Dataset excerpts Block Start

PR #1198, opened 2025-02-26
[Callbacks] Remove `MagnitudePruningModifier.leave_enabled`

kylesayrs:
## Purpose ##
* Simplify the modifier lifecycle by removing the ability for modifiers to affect the model after the modifier's `end` event
* This allows the `on_event` method to be removed in a future change

## Background ##
* The `leave_enabled` option was originally intended as a shortcut to simplify recipes which used magnitude pruning during the iterative pruning, then needed the masks to stay enabled during stabilization SFT
  * This change proposes making the recipe clearer by requiring the ConstantPruningModifier after the MagnitudePruningModifier becomes inactive

## Changes ##
* Remove `MagnitudePruningModifier.leave_enabled` with a deprecation warning

### DIFF
--- a/src/llmcompressor/modifiers/pruning/magnitude/base.py
+++ b/src/llmcompressor/modifiers/pruning/magnitude/base.py
@@ -1,4 +1,7 @@
+import warnings
 from typing import Any, Dict, List, Union
+
+from pydantic import field_validator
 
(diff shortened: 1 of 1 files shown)


rahul-tuli (approved):
Thank you for this change!

brian-dellabetta (approved):

PR #1200, opened 2025-02-26
Use KV cache constant names provided by compressed tensors 

kylesayrs:
## Purpose ##
* Harden code related to the kv_cache parameter names


rahul-tuli (approved):

src/llmcompressor/modifiers/quantization/calibration.py
```diff
@@ -194,8 +198,10 @@ def calibrate_kv_cache_output_hook(module: Module, _args: Any, _output: torch.Te
     Hook to update k_scale and v_scale parameters when running kv_cache quantization.
     """
     kv_cache = getattr(module, "kv_cache")
-    update_parameter_data(module, kv_cache.k_scales[module.layer_idx], "k_scale")
-    update_parameter_data(module, kv_cache.v_scales[module.layer_idx], "v_scale")
+    k_scale = kv_cache.k_scales[module.layer_idx]
+    v_scale = kv_cache.v_scales[module.layer_idx]
+    update_parameter_data(module, k_scale, KVCacheScaleType.KEY.value)
```
rahul-tuli, line 203: nit: While it's not too bad, the `.value` looks ugly, is there a way we can circumvent that? Would inheriting `KVCacheScaleType` from `str` help us with that?

brian-dellabetta (approved):

brian-dellabetta (approved):

PR #1143, opened 2025-02-12
[Train/Finetune] Decouple training pipeline from main

horheynm:
SUMMARY:
* Add `train` pathway in `src/llmcompressor/entrypoints/train.py`.
* Add `src/llmcompressor/entrypoints/utils.py` for dataclass parsing logic, model and processor instantiation logic shared between `train` and `oneshot`.
* Add info on `README` for training flows, `oneshot` then `train` and `oneshot` then knowledge distillation with end-to-end script.
---
* Update `data_args` to `dataset_args`.
* Update `oneshot` to use the shared (dataset | preprocessing | postprocessing) functions in `entrypoints/utils.py`
* Update `src/llmcompressor/transformers/finetune/README.md` to use `from llmcompressor import train`, not `from llmcompressor.transformers import train`.
* Update `src/llmcompressor/transformers/finetune/session_mixin.py:: initialize_session` to directly call `active_session().initialize(...)`,  not `initialize`.
* Update processed dataset and dataloader logic from `src/llmcompressor/transformers/finetune/data/data_helpers.py` to `src/llmcompressor/datasets/utils.py`.
* Update `parse_args`, model + processor loading logic from `src/llmcompressor/transformers/finetune/text_generation.py` to `entrypoints/utils.py`
---
* Delete `train` in StageRunner.
* Delete  `train` logic  in `text_generation.py::main`.
* Delete `initialize` from `src/llmcompressor/core/session_functions.py`, which is only used in `train` in `text_generation.py`
---

Entrypoints: 
```python3
from llmcompressor import train
train(**kwargs) 
```
TEST PLAN:
Pass all tests and examples.

PR #1202, opened 2025-02-26
Stage run

horheynm:
DRAFT - MERGED FROM https://github.com/vllm-project/llm-compressor/pull/1143

SUMMARY:

TEST PLAN:


src/llmcompressor/entrypoints/utils.py
```diff
@@ -79,20 +84,28 @@ def post_process(
...
-    )
+    else:
+        logger.warning(
+            "Optimized model is not saved. To save, please provide",
+            "`output_dir` as input arg.",
+            "Ex. `oneshot(..., output_dir=...)`",
+        )
+
+    # Reset the one-time-use session upon completion
+    reset_session()
```
brian-dellabetta, line 108: is this a big thing? if so, we may want to call it out in docstring as a side effect?

brian-dellabetta (approved):

src/llmcompressor/entrypoints/utils.py
horheynm: There are places where the info of the session is used to retrieve info. 
We can reset once it finishes running - which i think should be default, but the above need to be addressed. Ill do that in the follow up pr. 
For now resets if the user wants to reset

tests/llmcompressor/transformers/finetune/test_oneshot_and_finetune.py
```diff
@@ -17,39 +17,46 @@
...
         )
-        config_ft = ModelCompressor.parse_sparsity_config(
+        config_finetune_applied = ModelCompressor.parse_sparsity_config(
             AutoConfig.from_pretrained(
-                os.path.join(self.output, "stage_test_oneshot")
+                os.path.join(self.output, "test_train_stage")
             ).quantization_config
         )
-        assert config_ft["global_sparsity"] >= config_os["global_sparsity"]
+        breakpoint()
```
brian-dellabetta:
```suggestion
```

tests/llmcompressor/transformers/sparsification/test_compress_tensor_utils.py
```diff
@@ -456,7 +455,7 @@ def test_sparse_24_compressor_is_lossless(model_stub, recipe, sparse_format, tmp
     splits = {"calibration": "train[:10%]"}
     empty_model = AutoModelForCausalLM.from_pretrained(model_stub, torch_dtype="auto")
 
-    oneshot(
+    model = oneshot(
```
brian-dellabetta, line 460: so `oneshot` both modifies the model passed in and returns it here? That might confuse users

horheynm: model meaning PretrainedModel? What do you mean model here?

src/llmcompressor/transformers/finetune/text_generation.py
```diff
@@ -63,179 +43,3 @@ def train(**kwargs):
     from llmcompressor import train
 
     train(**kwargs)
-
-
-def apply(**kwargs):
```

Dataset excerpts Block End

- _Work to complete_
The task calls for all lines in the entries that hold "after".

- _Response area_
* Simplify the modifier lifecycle by removing the ability for modifiers to affect the model after the modifier's `end` event
  * This change proposes making the recipe clearer by requiring the ConstantPruningModifier after the MagnitudePruningModifier becomes inactive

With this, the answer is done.